Collected data entries:
·····

Issue #4138, opened 2016-07-16
Show string, if no maps api key is set.


810:
#### Steps to reproduce the issue

No you see a error on the google map, you always need a key from now. so we need to disable the map, until the key is set.
#### System information (as much as possible)

Joomla version: 
Kunena version:
Php version:
Database version:

PR #4141, opened 2016-07-16
Show string, if no maps api key is set. #4138

xillibit:
Pull Request for Issue #4138 .


810:
change also crypsisb3

xillibit:
Changed too for Crypsis B3

Issue #3744, opened 2016-03-21
Auto embed soundcloud


810:
#### Steps to reproduce the issue

add url
#### Expected result

embed soundcloud
#### Actual result

link
#### System information (as much as possible)

Joomla version: 
Kunena version:
Php version:
Database version:

PR #4142, opened 2016-07-16
Auto embed soundcloud #3744

xillibit:
Pull Request for Issue #3744 .


810:
This is half working.

If you have already done the soundcloud by bbcode, then the bbcode doesn't work.

Because the link is 2x embed, so it will break. We need a check if the url isn't used by the bbcode

xillibit:
Modified to make it working

Issue #3878, opened 2016-05-05
Feature: frontend administration


810:
#### Steps to reproduce the issue

Bring back frontend administration (categories)
#### Expected result

Create/edit/delete categories
#### Actual result

Removed on K1.6
#### System information (as much as possible)

Joomla version: 
Kunena version:
Php version:
Database version:

PR #4156, opened 2016-07-18
Feature: frontend administration #3878

810:


810:
@xillibit could you add the categories on the view, I can't see any category, but on the page load time, I can see its loaded.

Issue #4161, opened 2016-07-19
Ban with delete all post doesn't delete all post (it deletes only the number of Topics Per Page)


rich20:
#### Steps to reproduce the issue

https://www.kunena.org/forum/kunena-support-reporting-defects/137811-ban-with-delete-all-post-doesn-t-delete-all-post
**Backend**
Choose in the configuration (tab frontend) the number of Topics Per Page = 3
**Frontend**
New Ban and select Delete all posts
#### Expected result

All posts are deleted
#### Actual result

Only 3 messages are deleted 
#### System information (as much as possible)

Joomla version: 3.5.1, 3.6.0 and 3.7.0-dev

·····

» **Task instructions**
Copy every line from the records above that contains the string "embed".

» **Completed task**
Auto embed soundcloud
embed soundcloud
Auto embed soundcloud #3744
Because the link is 2x embed, so it will break. We need a check if the url isn't used by the bbcode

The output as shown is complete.